As if bending the world, spread out your expansive army at ‘Aalankaanam’ and there, like the God of death, you destroyed your enemies! I came to see you walking through a forest in the deserted drylands, where after the male deer with curving antlers was captured by the tiger, hugging its little fawn, the female deer hopped away and came upon the wasteland fields, where grows ‘poolai’ herbs and was seen eating white flowers of the ‘velai’ plants!”
Let’s step into this disturbing song! The poet starts with what the king’s elephants can be seen doing. These animals are bored of being tied to their posts, and breaking away, they run straight to the once-well-guarded drinking water reservoirs in the enemy nation and by sitting and splashing on the same, make that water undrinkable. As we have seen in other Puranaanooru poems, kings at war seem to inflict this cruel torture of leaving enemy towns without a supply of drinking water.
After water that sustains crops, it’s the turn of food growing in the fields to be destroyed by the bowmen of the king’s army, who claim all that can be claimed there, and then make sure, of what’s left, no one will benefit, for they ruin the fields so.
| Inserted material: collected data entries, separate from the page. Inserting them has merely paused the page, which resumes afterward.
PR #3597, opened 2024-06-30
do not get_config in global scope

### LINKED ISSUE #3596: Importing module containing State classes in rxconfig.py breaks reflex
Introduced in https://github.com/reflex-dev/reflex/pull/3523. Caused by `config = get_config()` call in global context.

benedikt-bartscher:
Closes #3596


masenf (approved):
Thanks for the fix

PR #3600, opened 2024-06-30
dedupe config overrides

### LINKED ISSUE #3599: Dedupe env config override logs
```log
Info: Overriding config value telemetry_enabled with env var TELEMETRY_ENABLED=false
Info: Overriding config value next_compression with env var NEXT_COMPRESSION=false
Info: Overriding config value telemetry_enabled with env var TELEMETRY_ENABLED=false
Info: Overriding config value next_compression with env var NEXT_COMPRESSION=false
──────────────────────────────────────────────────────────────────────────── Starting Reflex App ─────────────────────────────────────────────────────────────────────────────
[20:06:07] Compiling: ━━━━━━━━━━━━━━━━━━━━━━━━━━━━━━━━━━━━━━━━ 100% 13/13 0:00:00
──────────────────────────────────────────────────────────────────────────────── App Running ─────────────────────────────────────────────────────────────────────────────────
App running at: http://localhost:3000
Backend running at: http://0.0.0.0:8000
Info: Overriding config value telemetry_enabled with env var TELEMETRY_ENABLED=false
Info: Overriding config value next_compression with env var NEXT_COMPRESSION=false
```

benedikt-bartscher:
Closes #3599

### DIFF
--- a/reflex/config.py
+++ b/reflex/config.py
@@ -277,7 +277,8 @@ class Config(Base):
             if env_var is not None:
                 if key.upper() != "DB_URL":
                     console.info(
-                        f"Overriding config value {key} with env var {key.upper()}={env_var}"
+                        f"Overriding config value {key} with env var {key.upper()}={env_var}",
+                        dedupe=True,
                     )
 
                 # Convert the env var to the expected type.
--- a/reflex/utils/console.py
+++ b/reflex/utils/console.py
@@ -17,6 +17,9 @@ _LOG_LEVEL = LogLevel.INFO
 # Deprecated features who's warning has been printed.
 _EMITTED_DEPRECATION_WARNINGS = set()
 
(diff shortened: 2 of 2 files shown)


Lendemor:
I was thinking the message for config override would be more pertinent at the DEBUG level rather than INFO, what do you think?

benedikt-bartscher:
I actually like that this is INFO, and with this PR it's not that disturbing, because it's only shown once on startup. But if you and your team like DEBUG more, i can adjust it for you.

masenf (approved):
i think INFO is fine... if not we can adjust that in a future PR, since it was already at INFO currently

Lendemor:
Hmm, true, with dedupe, info will be less spammy yeah.

Guess it's fine like this 👍

Lendemor (approved):

PR #3607, opened 2024-07-02
add immutable var class

adhami3310:
> The `ImmutableVar` is a dataclass that inherits from `Var`, very similar to the current `BaseVar`, except without any setter or default value logic and with `frozen=True` so that it is immutable.

### DIFF
--- a/reflex/experimental/__init__.py
+++ b/reflex/experimental/__init__.py
@@ -8,6 +8,7 @@ from reflex.components.sonner.toast import toast as toast
 
 from ..utils.console import warn
 from . import hooks as hooks
+from . import vars as vars
 from .assets import asset as asset
 from .client_state import ClientStateVar as ClientStateVar
 from .layout import layout as layout
--- a/reflex/experimental/__init__.py
+++ b/reflex/experimental/__init__.py
@@ -42,6 +42,7 @@ _x = ExperimentalNamespace(
     asset=asset,
     client_state=ClientStateVar.create,
     hooks=hooks,
+    vars=vars,
     layout=layout,
     progress=progress,
     PropsBase=PropsBase,
--- a/reflex/experimental/vars/__init__.py
+++ b/reflex/experimental/vars/__init__.py
@@ -1,0 +1,1 @@
+"""Experimental Immutable-Based Var System."""
--- a/reflex/experimental/vars/__init__.py
+++ b/reflex/experimental/vars/__init__.py
@@ -1,1 +1,3 @@
 """Experimental Immutable-Based Var System."""
+
+from .base import ImmutableVar as ImmutableVar
--- a/reflex/experimental/vars/base.py
+++ b/reflex/experimental/vars/base.py
@@ -2,9 +2,8 @@
 
 import dataclasses
 import sys
-from typing import Any, Literal, Optional, Self, Type, Union, get_args, get_origin
+from typing import Any, Optional, Self, Type
 
-from reflex.utils import types
 from reflex.vars import Var, VarData
 
 
--- a/reflex/experimental/vars/base.py
+++ b/reflex/experimental/vars/base.py
@@ -2,7 +2,7 @@
 
 import dataclasses
 import sys
-from typing import Any, Literal, Optional, Type, Union, get_args, get_origin
+from typing import Any, Literal, Optional, Self, Type, Union, get_args, get_origin
 
 from reflex.utils import types
 from reflex.vars import Var, VarData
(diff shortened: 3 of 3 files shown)


reflex/experimental/vars/base.py
```diff
@@ -0,0 +1,73 @@
...
+    # Whether the var is a string literal.
+    _var_is_string: bool = dataclasses.field(default=False)
+
+    # _var_full_name should be prefixed with _var_state
+    _var_full_name_needs_state_prefix: bool = dataclasses.field(default=False)
+
+    # Extra metadata associated with the Var
+    _var_data: Optional[VarData] = dataclasses.field(default=None)
+
+    def get_default_value(self) -> Any:
```
masenf, line 32: i think we can leave this function out here, as this functionality is only used in State classes (and IMO is a bit of a kludge that we should avoid bringing into the new API)

masenf (changes requested):
needs an overridden `_replace` method that returns `ImmutableVar` instances.

it actually might make sense to override `create` as well to something like this

```python
@classmethod
def create(self, ...):
    return super().create(...)._replace()
```

That way we can create `ImmutableVar` instances in the same way as `Var` instances until more special-case behavior is added.

reflex/experimental/vars/base.py
adhami3310: should be resolved!

reflex/experimental/vars/base.py
```diff
@@ -0,0 +1,135 @@
...
+    _var_type: Type = dataclasses.field(default=Any)
+
+    # Whether this is a local javascript variable.
+    _var_is_local: bool = dataclasses.field(default=False)
+
+    # Whether the var is a string literal.
+    _var_is_string: bool = dataclasses.field(default=False)
+
+    # _var_full_name should be prefixed with _var_state
+    _var_full_name_needs_state_prefix: bool = dataclasses.field(default=False)
```
masenf, line 33: Lets remove these fields from `ImmutableVar`, and implement them as `@property` functions that return `False`. This will let us work with the existing `Var` API without bringing along the API kludge from the old system.

Similarly in `create` we can accept these as kwargs, but raise `TypeError` if they are passed in.

In `_replace`, you can check something like `if kwargs.pop("_var_is_local", self._var_is_local) != self._var_is_local: raise TypeError("passing _var_is_local is deprecated")` for each of the removed fields.

With the new Var system, the formatting of the Var should not depend on these kinds of flags, but instead each `ImmutableVar` subclass will know how to format itself. The basic `ImmutableVar` should pretty much just use `_var_name` as its `__str__`. Any type of value which needs to be directly translated to JS code can use the base `ImmutableVar` and it should render similarly to a `BaseVar` with `_var_is_local=True` and `_var_is_string=False`.

masenf (changes requested):

reflex/experimental/vars/base.py
```diff
@@ -0,0 +1,182 @@
...
+            merge_var_data: VarData to merge into the existing VarData.
+            **kwargs: Var fields to update.
+
+        Returns:
+            A new ImmutableVar with the updated fields overwriting the corresponding fields in this Var.
+
+        Raises:
+            TypeError: If _var_is_local, _var_is_string, or _var_full_name_needs_state_prefix is not None.
+        """
+        if kwargs.get("_var_is_local", None) is not None:
```
masenf, line 71: Lets get the default as `False` and raise the error if it's _not_ `False`. Some of the existing legacy var operations will call into `_replace` and if they don't pass conflicting values for these deprecated fields, then they should still work.

That will allow us to zero in on the legacy operations that are toggling these flags to control rendering, but keep most of the operations, which don't toggle these flags, to keep working and be tested with the new `ImmutableVar`

reflex/experimental/vars/base.py
```diff
@@ -0,0 +1,182 @@
...
+
+        field_values = dict(
+            _var_name=kwargs.pop("_var_name", self._var_name),
+            _var_type=kwargs.pop("_var_type", self._var_type),
+            _var_is_local=kwargs.pop("_var_is_local", self._var_is_local),
+            _var_is_string=kwargs.pop("_var_is_string", self._var_is_string),
+            _var_full_name_needs_state_prefix=kwargs.pop(
+                "_var_full_name_needs_state_prefix",
+                self._var_full_name_needs_state_prefix,
+            ),
```
masenf, line 94: these should be removed now, since passing them to the constructor would always raise a TypeError

reflex/experimental/vars/base.py
```diff
@@ -0,0 +1,182 @@
...
+            console.deprecate(
+                feature_name=f"Creating a Var ({value}) from a string without specifying _var_is_string",
+                reason=(
+                    "Specify _var_is_string=False to create a Var that is not a string literal. "
+                    "In the future, creating a Var from a string will be treated as a string literal "
+                    "by default."
+                ),
+                deprecation_version="0.5.4",
+                removal_version="0.6.0",
+            )
```
masenf, line 176: this logic can be removed since we don't allow passing `_var_is_string` anymore

masenf (changes requested):

Lendemor (dismissed):

reflex/experimental/__init__.py
```diff
@@ -42,6 +42,7 @@ def toast(self):
     asset=asset,
     client_state=ClientStateVar.create,
     hooks=hooks,
+    vars=vars,
```
masenf, line 45: need to add `from . import vars as vars`, otherwise this name is the builtin `vars`

```python
>>> rx._x.vars
<built-in function vars>
```

reflex/experimental/vars/__init__.py
```diff
@@ -0,0 +1 @@
+"""Experimental Immutable-Based Var System."""
```
masenf, line 1: we should also bring `ImmutableVar` into the namespace here via

```
from .base import ImmutableVar as ImmutableVar
```

ultimately we want to be able to write something like `rx._x.ImmutableVar.create(...)`

masenf (changes requested):
we can hold off on adding tests for now, because most of the API for `ImmutableVar` is coming from `Var` itself and won't represent the final usage of the API.

but in a near-future PR, we will want to make sure these changes are coming in with near-full test coverage, because it's much easier to add tests incrementally, rather than at the end.

masenf (approved):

The next progression of this destruction strikes food being prepared at home for the poet says that cooking fire is silenced because there’s a bigger fire engulfing the house, where the cooking is happening.
Lest I forget, there was one act that made me shake my head in disbelief and that was the slashing of trees in a protected forest with battle axes. I want to ask, what do these soldiers and king gain by hurting these gentle beings that have no way of expressing their pain?
Our fury at the past apart, the king seems to achieved what he wants. For after seeing this ruin, his enemies were ashamed, says the poet, and declares that he thought to himself that the king seems like someone who could do much more, and thereby, keep his foes at bay.
The poet briefly mentions how the king’s army seemed to make the earth entire bend with its weight at Thalaiyaalankaanam, and how the king himself took the form of Death and spelled the end of his foes. Seeing and hearing about all this, the poet seems to have come to visit the king and he talks about a scene he saw on the drylands path in his journey thither. He continues that a deer and its little one were seen eating white flowers from the ‘velai’ plant. Nothing significant about that but the core event is not in this present but in the past of this female deer, whose male was captured by a tiger, at which point the female deer embraced the little one and sped away from there. This scene is the poet’s metaphor for the state of wives of rival kings. Seeing their husbands captured by this Pandya king, they escaped and made sure the young children, the hope of their kingdoms, were well cared for. A verse that seems to echo the thought, be it in war or peace, it’s the protective, providing nature of a mother that makes life go on!